Recursive Disassembling


Published:
Tags:rev python

The two widespread ways to disassemble binaries are called linear sweep and recursive disassembling. While the first one is particularly easy to use and implement it also has severe drawbacks. Let me demystify the recursive algorithm, show its merits and provide you with a small sample script so you don’t need to skimp on disassembling when whipping up your next static analysis toolchain.

The situation is the same time and time agaion: You are analyzing yet another virtual machine in some CTF competition and you arrive at the point where you want to start writing the disassembler. As time is of the essence corners are cut and you end up with yet another linear sweep disassembler. But who can fault you? Once you finish the instruction decoder the full disassembler is just one list comprehension away.

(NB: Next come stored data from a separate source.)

PR #2134, opened 2026-09-13
fix(auth): expose existing connection management capability

### LINKED ISSUE #1922: GET /api/auth/me reports one Connections boolean, so a client that hides connect also hides revoke
Residue of #1693, which split the Connections gate into `enabled_for?/1` (may *add* a credential path) and `manageable_for?/1` (may list, revoke and delete what exists). The server now keeps the revoke and delete doors open for a tenant whose `connections` flag is off but whose credentials are still being brokered.

`GET /api/auth/me` did not get the same split. It still reports a single boolean:

```elixir
connections_enabled: Fountain.Connections.enabled_for?(user.id)
```

A client that hides its whole Connections surface on that field — which is the obvious way to read it — hides **revoke** along with **connect**. That is the exact bug #1693 fixed on the server, relocated to the client: the tenant sees no way to turn off a credential that is still in use.

Nothing is broken today, because the field means what it always meant and the console reads the context directly rather than the API. It becomes wrong as soon as a client trusts it for anything but the connect button.

## What it needs

A second field, so the two questions a client has to ask are both answerable. Shape is the open part — `connections_manageable` alongside the existing boolean is the smallest thing; replacing both with an object is tidier and a bigger break.

Left out of #1693 on purpose: a new response field pulls in the OpenAPI spec, the SDK contract check and four SDK regenerations, which is disproportionate to the fix it rode along with. It wants its own PR and the seven API-route gates that go with one.

jhgaylor:
`GET /api/auth/me` now reports `connections_manageable` separately from `connections_enabled`. Clients can keep list/revoke/delete controls visible after the Connections rollout flag is disabled, while continuing to hide controls that add credential paths. Both fields are false without a configured broker; `connections_enabled` retains its existing behavior.

The additive field is described in OpenAPI and the API manual, projected into the SDK contract and generated TypeScript types, and exposed by Swift's typed `AuthMe`. All four SDK manifests claim both capabilities. The shared auth conformance scenario verifies that disabled creation and enabled management survive every client's response handling.

Validation:
- Three capability assertions failed before the server change; 66 focused API, rollout, schema, and docs tests pass after it.
- TypeScript: 115 tests, typecheck, build, generated-type freshness, contract, and 28 conformance cases pass.
- Python: 49 tests and contract verification pass. Elixir SDK: 56 tests pass. Swift: 93 tests and strict formatting pass.
- Root compile with warnings as errors, formatting, strict Credo, SDK-contract freshness, conformance lint, and diff checks pass.
- Rebased onto `b17fd240` and rechecked server/docs/contract behavior. Full precommit/CI remains pending. The standalone docs-style advisory reports three pre-existing findings outside the added paragraph (`docs/api.md:128`, `docs/catalog/runtimes/codex.md:62`, `docs/concepts/environment.md:73`).

Release intent: `sdk-no-release` applies because the TypeScript change is generated API-contract exposure only, and Python/Elixir already preserve the response map unchanged. No package release or package version change is requested. Swift's optional typed fields remain compatible with responses from older servers.

Closes #1922.


BinaryBourbon (approved):
Reviewed commit `01fdd38f4ede11230bb0482f54363e9b380237e1`.

Reviewed all 14 changed paths against base `b17fd24`, including the auth response, actual connection/provider/binding management gates, schema and committed contract, all four manifests, Swift decoding, generated TypeScript, shared scenario and docs. The additional boolean exposes the existing management predicate without changing authorization. The rollout-off/broker-on case remains distinct from creation permission; Swift fields are optional for older servers, and map-based clients retain the new fields.

Independent validation on head `01fdd38f4ede11230bb0482f54363e9b380237e1`: conformance lint passed all 28 scenarios; Python’s conformance adapter passed 28 tests; Python contract verification passed (68 operations, 42 schemas, 4 enums); `git diff --check` passed. I inspected but did not rerun the Fountain, Elixir SDK, Swift or TypeScript suites or regenerate OpenAPI during this review. Full CI remains separate.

from struct import unpack_from as upf

def decode(base_addr, code, addr):
    """
    base_addr: The base address of the code
    code:      raw instructionstream as bytearray
    addr:      The address of the instruction to be decoded

    decode returns a triple:
    - True if this instruction terminates the bb, False if not
    - List of successors to this instruction (will contain exactly one element if it is not a terminator)
    - Decoded Instruction
    """
    ins = upf("<HBQBQBQ", code, addr - base_addr)
    if ins[0] == 0x14:                     # JMP
        return (True, [ins[2]], ins)
    if ins[0] in [0x15, 0x16, 0x17, 0x1b]: # JEQ, JNE, JA, JG
        return (True, [addr + 0x1d, ins[2]], ins)
    return (False, [addr + 0x1d], ins)

def disass_linear(vaddr, code):
    num_ins = len(code) // 0x1d
    return [decode(vaddr, code, vaddr + 0x1d * i) for i in range(num_ins)]

This usually does suffice, and works well as long as you don’t need to recover the control flow graph. Once you need it however you usually regret going the quick and easy way and think about how you can shoehorn CFG recovery into your tooling. To save you from regrets the next time around let’s throw together a small recursive disassembler. Not only is CFG recovery part of this algorithm but as added benefit disassembling will not fail due to embedded constant data.

from sortedcontainer import SortedDict

def disass_rec(vaddr, code, entry):
    todo = [entry]      # working set of basic block entry points
    insn = {}
    bbs = SortedDict()  # the recovered basic blocks
    while len(todo):
        cur = todo[0]   # take the first element from the working set
        todo = todo[1:]
        
        bbaddr = cur
        bb = []         # instructions in this basic block
        suc = []        # list of basic block successors

        # if we have not seen this virtual address yet a basic block starts here
        if cur not in insn:
            bbs[cur] = (suc, bb)
        
        # as long as we have unseen virtual addresses
        while cur not in insn:
            if cur < vaddr:
                bb.append(f"SEGFAULT")
                break
            try:
                # decode the instruction
                term, nxt, ins = decode(vaddr, code, cur)
            except:
                term, nxt, ins = True, [], f"INVALID / SEGFAULT"

            # place the instruction into the current basic block
            bb.append((cur, ins))
            # register the virtual address
            insn[cur] = bbaddr

            if term:
                # the instruction terminates the basic block
                suc.extend(nxt)
                todo.extend(nxt)
                break

            # go to the next virtual address
            cur = nxt[0]
            continue
        
        else:
            # we hit a virtual address we have already seen
            # fetch the coresponding basic block address
            bbaddr = insn[cur]
            if cur == bbaddr:
                # we hit the first instruction of the block, so just mark it as successor
                suc.append(cur)
                continue

            # it is not the first instruction, so we want to split the basic block
            # fetch the basic block
            oldbb_suc, oldbb_ins = bbs[bbaddr]
            # gather the instructions with virtual address >= cur
            overlap = [*dropwhile(lambda x: x[0] < cur, oldbb_ins)]

            # get the virtual address of the basic block that we split off
            ovs = overlap[0][0]
            # update the instruction registry such that the instructions in the block
            # that is split off point to its basic block again
            for insaddr, _ in overlap:
                insn[insaddr] = ovs
            # register the split off basic block, steal the old blocks successor
            bbs[ovs] = (oldbb_suc, overlap)

            # remove the instructions we transfered from the old block
            del oldbb_ins[-len(overlap):]
            # update the old basic block
            bbs[bbaddr] = ([ovs], oldbb_ins)

            # make the split off block the successor to this basic block
            suc.append(ovs)

    return bbs

An added benefit of recursive disassembling is that instrucitons don’t need to be aligned to a multiple of their size. There can be holes in the instruction stream faultering linear sweep algorithms that would be off after the hole.